## Provided data
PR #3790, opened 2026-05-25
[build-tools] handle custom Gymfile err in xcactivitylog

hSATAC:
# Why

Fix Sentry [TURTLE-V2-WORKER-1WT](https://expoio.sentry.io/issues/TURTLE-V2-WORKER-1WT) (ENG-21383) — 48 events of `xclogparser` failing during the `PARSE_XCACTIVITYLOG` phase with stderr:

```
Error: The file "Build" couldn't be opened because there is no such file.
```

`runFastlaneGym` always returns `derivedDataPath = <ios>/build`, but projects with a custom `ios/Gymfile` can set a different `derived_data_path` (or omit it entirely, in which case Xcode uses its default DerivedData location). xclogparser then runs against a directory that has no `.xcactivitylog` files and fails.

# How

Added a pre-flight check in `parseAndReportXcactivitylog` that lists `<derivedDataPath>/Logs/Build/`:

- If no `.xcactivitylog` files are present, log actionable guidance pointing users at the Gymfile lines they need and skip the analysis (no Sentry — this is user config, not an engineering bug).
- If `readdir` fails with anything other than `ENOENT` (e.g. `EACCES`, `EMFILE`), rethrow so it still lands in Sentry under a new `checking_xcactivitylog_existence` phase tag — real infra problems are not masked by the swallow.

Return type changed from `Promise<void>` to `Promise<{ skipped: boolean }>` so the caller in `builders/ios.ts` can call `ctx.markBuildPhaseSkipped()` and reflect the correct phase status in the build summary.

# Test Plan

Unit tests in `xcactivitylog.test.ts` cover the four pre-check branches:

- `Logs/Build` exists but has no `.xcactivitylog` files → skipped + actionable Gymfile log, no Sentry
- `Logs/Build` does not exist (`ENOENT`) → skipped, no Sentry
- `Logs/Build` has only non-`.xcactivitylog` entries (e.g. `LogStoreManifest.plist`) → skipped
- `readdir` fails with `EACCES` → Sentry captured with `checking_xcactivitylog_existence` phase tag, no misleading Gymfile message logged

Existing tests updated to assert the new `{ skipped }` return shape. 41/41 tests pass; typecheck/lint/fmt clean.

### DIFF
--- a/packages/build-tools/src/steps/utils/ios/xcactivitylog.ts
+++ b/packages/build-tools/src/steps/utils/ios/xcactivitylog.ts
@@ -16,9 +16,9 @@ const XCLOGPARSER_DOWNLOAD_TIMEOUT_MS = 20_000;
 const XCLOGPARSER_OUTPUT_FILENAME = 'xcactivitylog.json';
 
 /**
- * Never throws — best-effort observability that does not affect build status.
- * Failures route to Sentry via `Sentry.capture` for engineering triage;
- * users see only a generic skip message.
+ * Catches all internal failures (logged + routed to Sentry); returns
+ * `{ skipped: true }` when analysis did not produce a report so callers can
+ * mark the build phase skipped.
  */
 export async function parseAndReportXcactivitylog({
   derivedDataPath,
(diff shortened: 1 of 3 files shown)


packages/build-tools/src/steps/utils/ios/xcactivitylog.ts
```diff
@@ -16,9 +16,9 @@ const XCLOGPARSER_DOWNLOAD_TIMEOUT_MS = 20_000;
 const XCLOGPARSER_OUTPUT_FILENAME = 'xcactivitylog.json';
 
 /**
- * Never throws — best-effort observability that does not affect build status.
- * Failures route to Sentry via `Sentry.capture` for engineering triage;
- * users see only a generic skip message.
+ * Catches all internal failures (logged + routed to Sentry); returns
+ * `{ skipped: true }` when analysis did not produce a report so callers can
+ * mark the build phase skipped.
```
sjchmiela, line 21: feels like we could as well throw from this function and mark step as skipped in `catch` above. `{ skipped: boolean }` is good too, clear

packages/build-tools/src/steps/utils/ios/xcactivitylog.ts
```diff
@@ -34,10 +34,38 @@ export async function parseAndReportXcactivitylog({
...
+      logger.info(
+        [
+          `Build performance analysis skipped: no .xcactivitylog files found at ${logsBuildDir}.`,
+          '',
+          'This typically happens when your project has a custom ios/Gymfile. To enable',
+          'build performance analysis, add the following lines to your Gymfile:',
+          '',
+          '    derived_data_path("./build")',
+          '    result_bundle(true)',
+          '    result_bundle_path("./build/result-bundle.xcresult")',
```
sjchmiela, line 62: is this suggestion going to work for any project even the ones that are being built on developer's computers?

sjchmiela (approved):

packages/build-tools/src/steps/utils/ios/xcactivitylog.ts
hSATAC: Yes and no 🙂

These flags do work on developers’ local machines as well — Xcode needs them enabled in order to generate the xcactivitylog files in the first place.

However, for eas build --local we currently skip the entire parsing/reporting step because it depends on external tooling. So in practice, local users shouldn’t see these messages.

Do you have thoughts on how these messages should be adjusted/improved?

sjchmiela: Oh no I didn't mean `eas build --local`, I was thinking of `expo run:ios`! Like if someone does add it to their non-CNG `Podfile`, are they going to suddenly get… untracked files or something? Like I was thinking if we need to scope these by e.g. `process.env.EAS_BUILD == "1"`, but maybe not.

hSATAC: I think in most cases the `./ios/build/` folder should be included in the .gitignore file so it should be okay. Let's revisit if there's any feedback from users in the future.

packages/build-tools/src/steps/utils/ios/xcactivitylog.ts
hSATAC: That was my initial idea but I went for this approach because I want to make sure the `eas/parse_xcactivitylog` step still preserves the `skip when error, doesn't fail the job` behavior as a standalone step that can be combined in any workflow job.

## What you have to do
For every entry above, give it back exactly as written.

## Completed exercise
PR #3790, opened 2026-05-25
[build-tools] handle custom Gymfile err in xcactivitylog

hSATAC:
# Why

Fix Sentry [TURTLE-V2-WORKER-1WT](https://expoio.sentry.io/issues/TURTLE-V2-WORKER-1WT) (ENG-21383) — 48 events of `xclogparser` failing during the `PARSE_XCACTIVITYLOG` phase with stderr:

```
Error: The file "Build" couldn't be opened because there is no such file.
```

`runFastlaneGym` always returns `derivedDataPath = <ios>/build`, but projects with a custom `ios/Gymfile` can set a different `derived_data_path` (or omit it entirely, in which case Xcode uses its default DerivedData location). xclogparser then runs against a directory that has no `.xcactivitylog` files and fails.

# How

Added a pre-flight check in `parseAndReportXcactivitylog` that lists `<derivedDataPath>/Logs/Build/`:

- If no `.xcactivitylog` files are present, log actionable guidance pointing users at the Gymfile lines they need and skip the analysis (no Sentry — this is user config, not an engineering bug).
- If `readdir` fails with anything other than `ENOENT` (e.g. `EACCES`, `EMFILE`), rethrow so it still lands in Sentry under a new `checking_xcactivitylog_existence` phase tag — real infra problems are not masked by the swallow.

Return type changed from `Promise<void>` to `Promise<{ skipped: boolean }>` so the caller in `builders/ios.ts` can call `ctx.markBuildPhaseSkipped()` and reflect the correct phase status in the build summary.

# Test Plan

Unit tests in `xcactivitylog.test.ts` cover the four pre-check branches:

- `Logs/Build` exists but has no `.xcactivitylog` files → skipped + actionable Gymfile log, no Sentry
- `Logs/Build` does not exist (`ENOENT`) → skipped, no Sentry
- `Logs/Build` has only non-`.xcactivitylog` entries (e.g. `LogStoreManifest.plist`) → skipped
- `readdir` fails with `EACCES` → Sentry captured with `checking_xcactivitylog_existence` phase tag, no misleading Gymfile message logged

Existing tests updated to assert the new `{ skipped }` return shape. 41/41 tests pass; typecheck/lint/fmt clean.

### DIFF
--- a/packages/build-tools/src/steps/utils/ios/xcactivitylog.ts
+++ b/packages/build-tools/src/steps/utils/ios/xcactivitylog.ts
@@ -16,9 +16,9 @@ const XCLOGPARSER_DOWNLOAD_TIMEOUT_MS = 20_000;
 const XCLOGPARSER_OUTPUT_FILENAME = 'xcactivitylog.json';
 
 /**
- * Never throws — best-effort observability that does not affect build status.
- * Failures route to Sentry via `Sentry.capture` for engineering triage;
- * users see only a generic skip message.
+ * Catches all internal failures (logged + routed to Sentry); returns
+ * `{ skipped: true }` when analysis did not produce a report so callers can
+ * mark the build phase skipped.
  */
 export async function parseAndReportXcactivitylog({
   derivedDataPath,
(diff shortened: 1 of 3 files shown)


packages/build-tools/src/steps/utils/ios/xcactivitylog.ts
```diff
@@ -16,9 +16,9 @@ const XCLOGPARSER_DOWNLOAD_TIMEOUT_MS = 20_000;
 const XCLOGPARSER_OUTPUT_FILENAME = 'xcactivitylog.json';
 
 /**
- * Never throws — best-effort observability that does not affect build status.
- * Failures route to Sentry via `Sentry.capture` for engineering triage;
- * users see only a generic skip message.
+ * Catches all internal failures (logged + routed to Sentry); returns
+ * `{ skipped: true }` when analysis did not produce a report so callers can
+ * mark the build phase skipped.
```
sjchmiela, line 21: feels like we could as well throw from this function and mark step as skipped in `catch` above. `{ skipped: boolean }` is good too, clear

packages/build-tools/src/steps/utils/ios/xcactivitylog.ts
```diff
@@ -34,10 +34,38 @@ export async function parseAndReportXcactivitylog({
...
+      logger.info(
+        [
+          `Build performance analysis skipped: no .xcactivitylog files found at ${logsBuildDir}.`,
+          '',
+          'This typically happens when your project has a custom ios/Gymfile. To enable',
+          'build performance analysis, add the following lines to your Gymfile:',
+          '',
+          '    derived_data_path("./build")',
+          '    result_bundle(true)',
+          '    result_bundle_path("./build/result-bundle.xcresult")',
```
sjchmiela, line 62: is this suggestion going to work for any project even the ones that are being built on developer's computers?

sjchmiela (approved):

packages/build-tools/src/steps/utils/ios/xcactivitylog.ts
hSATAC: Yes and no 🙂

These flags do work on developers’ local machines as well — Xcode needs them enabled in order to generate the xcactivitylog files in the first place.

However, for eas build --local we currently skip the entire parsing/reporting step because it depends on external tooling. So in practice, local users shouldn’t see these messages.

Do you have thoughts on how these messages should be adjusted/improved?

sjchmiela: Oh no I didn't mean `eas build --local`, I was thinking of `expo run:ios`! Like if someone does add it to their non-CNG `Podfile`, are they going to suddenly get… untracked files or something? Like I was thinking if we need to scope these by e.g. `process.env.EAS_BUILD == "1"`, but maybe not.

hSATAC: I think in most cases the `./ios/build/` folder should be included in the .gitignore file so it should be okay. Let's revisit if there's any feedback from users in the future.

packages/build-tools/src/steps/utils/ios/xcactivitylog.ts
hSATAC: That was my initial idea but I went for this approach because I want to make sure the `eas/parse_xcactivitylog` step still preserves the `skip when error, doesn't fail the job` behavior as a standalone step that can be combined in any workflow job.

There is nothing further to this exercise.